HCF of 557, 905, 575 is 1 the largest number which exactly divides all the numbers i.e. where the remainder is zero. Let us get into the working of this example.
Consider we have numbers 557, 905, 575 and we need to find the HCF of these numbers. To do so, we need to choose the largest integer first and then as per Euclid's Division Lemma a = bq + r where 0 ≤ r ≤ b
Highest common factor (HCF) of 557, 905, 575 is 1.
HCF(557, 905, 575) = 1
HCF of 557, 905, 575 using Euclid's algorithm
Highest common factor or Highest common divisor (hcd) can be calculated by Euclid's algotithm.
Highest common factor (HCF) of 557, 905, 575 is 1.

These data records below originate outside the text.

PR #1276, opened 2026-05-26
Run distillation tests against built wheel, not Chrome Fleet

ariya:
Build the wheel and self-host Remote Browser directly in CI, removing the dependency on the separate Chrome Fleet app. This ensures distillation tests run against the same binary that gets published to PyPI (continues #1235).

image

### DIFF
--- a/.github/workflows/distill-tests.yml
+++ b/.github/workflows/distill-tests.yml
@@ -11,20 +11,28 @@ jobs:
     runs-on: ubuntu-24.04
     timeout-minutes: 15
     steps:
+      - name: Prepare the browser container image
+        run: podman pull ghcr.io/remotebrowser/chromium-live
+
       - name: Checkout code
         uses: actions/checkout@v6
-
-      - name: Run Chrome Fleet
-        uses: ./.github/actions/run-chromefleet
-        timeout-minutes: 5
 
       - name: Prepare back-end environment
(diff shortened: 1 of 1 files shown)


.github/workflows/distill-tests.yml
```diff
@@ -11,20 +11,28 @@ jobs:
...
+
+      - name: Run the health check validation
+        run: while ! curl -s 'http://localhost:23456/health' | grep 'OK'; do sleep 1; done
+        timeout-minutes: 3
+
       - name: Run the distillation tests
         run: uv run pytest -m "distill" -s -p no:xdist
         env:
-          CHROMEFLEET_URL: http://localhost:8300
+          CHROMEFLEET_CDP_OPEN_TIMEOUT_SECONDS: 120
```
ariya, line 35: Increased timeout, vs the default, since GitHub Actions machine is slower.

.github/workflows/distill-tests.yml
```diff
@@ -11,20 +11,28 @@ jobs:
     runs-on: ubuntu-24.04
     timeout-minutes: 15
     steps:
+      - name: Prepare the browser container image
+        run: podman pull ghcr.io/remotebrowser/chromium-live
```
ariya, line 15: This is to get the container image pre-emptively.

bin-ario (approved):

Highest Common Factor of 557,905,575 is 1
Step 1: Since 905 > 557, we apply the division lemma to 905 and 557, to get
905 = 557 x 1 + 348
Step 2: Since the reminder 557 ≠ 0, we apply division lemma to 348 and 557, to get
557 = 348 x 1 + 209
Step 3: We consider the new divisor 348 and the new remainder 209, and apply the division lemma to get
348 = 209 x 1 + 139
We consider the new divisor 209 and the new remainder 139,and apply the division lemma to get
209 = 139 x 1 + 70
We consider the new divisor 139 and the new remainder 70,and apply the division lemma to get
139 = 70 x 1 + 69
We consider the new divisor 70 and the new remainder 69,and apply the division lemma to get
70 = 69 x 1 + 1
We consider the new divisor 69 and the new remainder 1,and apply the division lemma to get
69 = 1 x 69 + 0
The remainder has now become zero, so our procedure stops. Since the divisor at this stage is 1, the HCF of 557 and 905 is 1
Notice that 1 = HCF(69,1) = HCF(70,69) = HCF(139,70) = HCF(209,139) = HCF(348,209) = HCF(557,348) = HCF(905,557) .
We can take hcf of as 1st numbers and next number as another number to apply in Euclidean lemma
Step 1: Since 575 > 1, we apply the division lemma to 575 and 1, to get
575 = 1 x 575 + 0
The remainder has now become zero, so our procedure stops. Since the divisor at this stage is 1, the HCF of 1 and 575 is 1
Notice that 1 = HCF(575,1) .
HCF using Euclid's Algorithm Calculation Examples
Here are some samples of HCF using Euclid's Algorithm calculations.
Frequently Asked Questions on HCF of 557, 905, 575 using Euclid's Algorithm
1. What is the Euclid division algorithm?
Answer: Euclid's Division Algorithm is a technique to compute the Highest Common Factor (HCF) of given positive integers.
2. what is the HCF of 557, 905, 575?
Answer: HCF of 557, 905, 575 is 1 the largest number that divides all the numbers leaving a remainder zero.
3. How to find HCF of 557, 905, 575 using Euclid's Algorithm?
Answer: For arbitrary numbers 557, 905, 575 apply Euclid’s Division Lemma in succession until you obtain a remainder zero. HCF is the remainder in the last but one step.